ここで晒し者にされてしまった(笑)。あちらで延々と自分のことについて述べるのも何なので、こちらで筆者の考えを記しておこう。
1)兄弟姉妹がいるかどうかによって、異性への対応、考え方が異なるという指摘は、経験上ただしいもののように思われる。また、成人するまでの少青年期に、どのくらい異性と(ふつうに)接したか、ということも重要だと思うので、中学・高校が共学かそうでないか、というのもおおきいと思われる。男女問わず、共学校で過ごしていないひとは、異性を理想化してみる傾向があるように感ずる。
2)「幻想」ということばの使い方を厳密にしておきたい。このことばは、ふつうに使用するぶんには、「に過ぎない」という続きを付け加えられることがおおいことからもわかるとおり、どちらかというとネガティブな価値判断を含めて使用されることが多い。岸田秀氏、あるいは筆者が「幻想」ということばを用いるときには、それには否定的なニュアンスがないことには注意が必要だ。いや、場合によっては、人間に生きている積極的な意味を付与している、という点から、ポジティブに使用されるケースすらある。

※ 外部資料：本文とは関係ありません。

PR #1769, opened 2022-07-18
Cypher builder

angrykoala:
# Description
Refactor cypher builder and uses it for top-level-match

Review note: Most files are tck tests, feel free to ignore all of those.


MacondoExpress (approved):

packages/graphql/src/translate/where/property-operations/create-comparison-operation.ts
```diff
@@ -0,0 +1,120 @@
...
+            return CypherBuilder.contains(property, param);
+        case "IN":
+        case "NOT_IN":
+            return CypherBuilder.in(property, param);
+        case "INCLUDES":
+        case "NOT_INCLUDES":
+            return CypherBuilder.in(param, property);
+        case "EQ":
+        case "NOT":
+            return CypherBuilder.eq(property, param);
```
darrellwarde, line 116: **question:** This is interesting, we're moving away from `x != y` to `NOT x = y`?

packages/graphql/src/translate/create-connect-or-create-and-params.ts
```diff
@@ -52,6 +52,8 @@ export function createConnectOrCreateAndParams({
     context: Context;
     withVars: string[];
 }): CypherBuilder.CypherResult {
+    const withVarsVariables = withVars.map((name) => new CypherBuilder.RawVariable(name));
```
darrellwarde, line 55: **question:** I remember us having a conversation about parameters vs variables and I thought we agreed on variables would always be "raw" (i.e. directly in the Cypher). Do we need the "Raw" prefix here?

packages/graphql/src/translate/create-connect-or-create-and-params.ts
```diff
@@ -88,7 +96,7 @@ function createConnectOrCreatePartialStatement({
     relationField: RelationField;
     refNode: Node;
     context: Context;
-}): CypherBuilder.Query {
```
darrellwarde, line 91: **question:** What was wrong with "Query" out of interest?

packages/graphql/src/translate/where/property-operations/create-point-comparison-operation.ts
```diff
@@ -0,0 +1,83 @@
...
+            return CypherBuilder.in(CypherBuilder.point(param), propertyRefOrCoalesce);
+        default:
+            throw new Error(`Invalid operator ${operator}`);
+    }
+}
+
+function createPointListComprehension(param: CypherBuilder.Param): CypherBuilder.ListComprehension {
+    const comprehensionVar = new CypherBuilder.Variable();
+    const mapPoint = CypherBuilder.point(comprehensionVar);
+    return new CypherBuilder.ListComprehension(comprehensionVar, param, undefined, mapPoint);
```
darrellwarde, line 74: **suggestion:** This might be a good opportunity to put `Point` types directly into the Cypher parameters as the native `point` types, rather than doing comprehensions in the Cypher. I think this would go a long way in aligning the spatial types with the other types.

darrellwarde (approved):
There's a lot to review here - I primarily have a lot of questions with one major suggestion (not related to this PR though). Nice work, the code is looking a lot more readable!

packages/graphql/src/translate/translate-top-level-match.ts
```diff
@@ -39,50 +39,41 @@ function translateTopLevelMatch({
...
     const whereInput = resolveTree.args.where as GraphQLWhereArg;
     const fulltextInput = (resolveTree.args.fulltext || {}) as Record<string, { phrase: string }>;
-    const whereStrs: string[] = [];
 
-    if (!Object.entries(fulltextInput).length) {
-        cyphers.push(`MATCH (${varName}${node.getLabelString(context)})`);
-    } else {
+    const matchNode = new CypherBuilder.NamedNode(varName, { labels: node.getLabels(context) });
+
+    let matchQuery: CypherBuilder.Match<CypherBuilder.Node> | CypherBuilder.db.FullTextQueryNodes =
```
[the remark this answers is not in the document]
angrykoala: While I'm happy to rename the internals (move these to a folder called procedures etc..), I think the exposed API is the easiest, as someone trying to write `CALL db.index.fulltext` will not necessarily know that those are called "procedures" in CypherBuilder.

For future `dbms` procedures I would put them inside `CypherBuilder.dbms` to keep a close match to the generated cypher

packages/graphql/src/translate/translate-top-level-match.ts
```diff
@@ -39,50 +39,41 @@ function translateTopLevelMatch({
...
-        if (node.nodeDirective?.additionalLabels?.length) {
-            node.getLabels(context).forEach((label) => {
-                whereStrs.push(`"${label}" IN labels(${varName})`);
-            });
-        } else {
-            whereStrs.push(`"${node.getMainLabel()}" IN labels(${varName})`);
-        }
+        const labelsChecks = node.getLabels(context).map((label) => {
+            return CypherBuilder.in(new CypherBuilder.Literal(`"${label}"`), CypherBuilder.labels(matchNode));
+        });
```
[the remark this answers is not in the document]
angrykoala: I'm pretty sure the above if...else is redundant, as the node will already contain its labels, whether is one or more than one

packages/graphql/src/translate/where/property-operations/create-comparison-operation.ts
angrykoala: I may be wrong, but I think we have never had != for this use case https://github.com/neo4j/graphql/blob/dev/packages/graphql/tests/tck/tck-test-files/advanced-filtering.test.ts#L121

packages/graphql/src/translate/create-connect-or-create-and-params.ts
angrykoala: Here RawVariable refers to a variable that already has a name, maybe "NamedVariable" is a better name for this.

The difference is:
```
new CypherBuilder.Variable(); // Will get translated to a unique var0
new CypherBuilder.Variable("my-var"); // Will get translated to my-var
```

This class is purely for compatibility reasons.

packages/graphql/src/translate/create-connect-or-create-and-params.ts
angrykoala: Query is not really accurate, as in Cypher terms what we are building is a `Clause`.

I also think is it a much better name, as it avoid ambigüity with the several `query` things that we have in the project

darrellwarde: Whilst this is true, I've never once said to myself "time to open up Neo4j Browser and write a quick Cypher clause!" - is it not worthwhile using phrasing that we are all familiar with in the Cypher builder?

angrykoala: They are not the same, a query is a full input you throw to Neo4j, a Clause is one type of statement supported by Cypher.

So, technically speaking, all clauses can be queries, but the inverse is not necessarily true. Talking about CypherBuilder, a query would be the whole tree (basically, what happens when you call `.build`. But each AST node of the tree is either a Clause or any other of the elements that compose a Cypher Query. So, I think it is way more accurate to say that `Cypher.Match` is a clause than a query. 

It is true, though, that the definition of clause is stretched a bit in the CypherBuilder. `CompositeClause` (`CypherBuilder.concat`) is no longer a clause but can be treated as one, as for simplicity's sake it is classed as such.

We could have 2 levels of semantics here (Clause and Query) or a type named Query that works as some kind of syntax sugar, but tbh considering how overused and meaningless the word query is already in the codebase, it feels redundant. Because of that, I decided to only name `query` the actual string result of the CypherBuilder after `.build` is executed

darrellwarde: Perhaps we shouldn't be talking in terms of clauses and queries at all for the "top-level" `CypherBuilder` object given that it isn't a query until `.build()` is called?

What if we had a `CypherBuilder.Instance` which contains the `.build()` method which then returns a query? I feel like perhaps we trying to apply an abstraction to something where it doesn't really fit.

packages/graphql/src/translate/where/property-operations/create-point-comparison-operation.ts
darrellwarde: One for later!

女性の理想化、つまり、プラトン的な「イデア」を現実の女性に投影することと、性的関係、あるいは恋愛において、その関係が幻想である、ということは、完全に一致しているどころか、前者は後者のごく特別なケースに過ぎない、ということだ。つまり、『女性について何も幻想を持っていないし、全てそのまま受け入れることに何ら抵抗がない』という発言自体も、筆者の用語からすると、「幻想」ということになる。というのは、「女性の現実」などというものは存在しないし、「そのまま受け入れる」というのも、すべてのバイアス(これは、女性側に起因しているだけではなく、受け入れる男性側に起因している場合のほうがむしろ多い)を排除することが、原理的に不可能であるからだ。
つまり、「ありのままの女性をそのまま受け入れる」というのは、男性側の幻想なのだ、と言いたいわけだが、ここで特記すべきことは、それは筆者は「幻想」とみるけれども、否定するどころか、そういう幻想は恋愛にプラスに寄与するものであるなら、大いに奨励すべきだ、と考えていることだ。
3)つまり、家族とか国民国家とか資本主義とか、現実に作用していると考えられているシステムも、すべて「共同幻想」とみなす立場からすれば、人間の思考、思想もすべからく「幻想」ということになる。かように幻想とは広い意味で用いられており、「女性を理想化する」というプラトニズムとは、そのイデア論を否定するところから、対極に位置することにあると言ってもいい。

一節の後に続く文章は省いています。